Prompt: Only certain lines below are wanted: those starting at the line containing "import org.apache.paimon.data.GenericRow;" and ending at the line containing "PR #6218, opened 2025-09-08", both included, each retyped exactly.

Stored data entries
Content starts

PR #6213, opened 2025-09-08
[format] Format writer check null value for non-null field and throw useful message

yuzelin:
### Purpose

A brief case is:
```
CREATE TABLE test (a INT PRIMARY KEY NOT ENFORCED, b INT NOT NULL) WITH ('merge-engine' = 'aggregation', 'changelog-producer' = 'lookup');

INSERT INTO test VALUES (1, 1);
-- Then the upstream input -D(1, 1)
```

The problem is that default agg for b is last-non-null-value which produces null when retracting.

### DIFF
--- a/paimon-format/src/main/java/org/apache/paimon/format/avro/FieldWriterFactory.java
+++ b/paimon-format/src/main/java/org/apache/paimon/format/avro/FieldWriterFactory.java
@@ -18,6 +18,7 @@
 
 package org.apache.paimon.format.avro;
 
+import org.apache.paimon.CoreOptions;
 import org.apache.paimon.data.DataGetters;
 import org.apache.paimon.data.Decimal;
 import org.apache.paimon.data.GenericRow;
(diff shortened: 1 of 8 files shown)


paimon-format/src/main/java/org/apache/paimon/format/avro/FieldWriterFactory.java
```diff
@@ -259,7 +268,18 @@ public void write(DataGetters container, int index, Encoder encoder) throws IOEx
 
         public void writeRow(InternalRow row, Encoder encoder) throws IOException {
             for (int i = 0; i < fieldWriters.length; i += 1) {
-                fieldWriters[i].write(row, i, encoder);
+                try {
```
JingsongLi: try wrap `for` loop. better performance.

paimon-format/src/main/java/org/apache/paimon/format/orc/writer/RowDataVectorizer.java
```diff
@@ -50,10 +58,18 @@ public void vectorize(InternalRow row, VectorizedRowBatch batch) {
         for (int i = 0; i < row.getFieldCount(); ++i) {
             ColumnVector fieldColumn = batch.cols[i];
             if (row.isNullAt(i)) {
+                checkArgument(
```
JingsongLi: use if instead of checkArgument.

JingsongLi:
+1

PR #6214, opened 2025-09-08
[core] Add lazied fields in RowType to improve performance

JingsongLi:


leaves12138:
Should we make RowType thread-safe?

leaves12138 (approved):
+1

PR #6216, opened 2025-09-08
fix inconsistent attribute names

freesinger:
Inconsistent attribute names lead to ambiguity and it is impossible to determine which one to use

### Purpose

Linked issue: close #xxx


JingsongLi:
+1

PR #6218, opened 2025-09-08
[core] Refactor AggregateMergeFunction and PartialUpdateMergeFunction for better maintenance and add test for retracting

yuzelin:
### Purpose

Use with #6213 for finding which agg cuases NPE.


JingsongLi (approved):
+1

Content ends

Exercise response:
 import org.apache.paimon.data.GenericRow;
(diff shortened: 1 of 8 files shown)


paimon-format/src/main/java/org/apache/paimon/format/avro/FieldWriterFactory.java
```diff
@@ -259,7 +268,18 @@ public void write(DataGetters container, int index, Encoder encoder) throws IOEx
 
         public void writeRow(InternalRow row, Encoder encoder) throws IOException {
             for (int i = 0; i < fieldWriters.length; i += 1) {
-                fieldWriters[i].write(row, i, encoder);
+                try {
```
JingsongLi: try wrap `for` loop. better performance.

paimon-format/src/main/java/org/apache/paimon/format/orc/writer/RowDataVectorizer.java
```diff
@@ -50,10 +58,18 @@ public void vectorize(InternalRow row, VectorizedRowBatch batch) {
         for (int i = 0; i < row.getFieldCount(); ++i) {
             ColumnVector fieldColumn = batch.cols[i];
             if (row.isNullAt(i)) {
+                checkArgument(
```
JingsongLi: use if instead of checkArgument.

JingsongLi:
+1

PR #6214, opened 2025-09-08
[core] Add lazied fields in RowType to improve performance

JingsongLi:


leaves12138:
Should we make RowType thread-safe?

leaves12138 (approved):
+1

PR #6216, opened 2025-09-08
fix inconsistent attribute names

freesinger:
Inconsistent attribute names lead to ambiguity and it is impossible to determine which one to use

### Purpose

Linked issue: close #xxx


JingsongLi:
+1

PR #6218, opened 2025-09-08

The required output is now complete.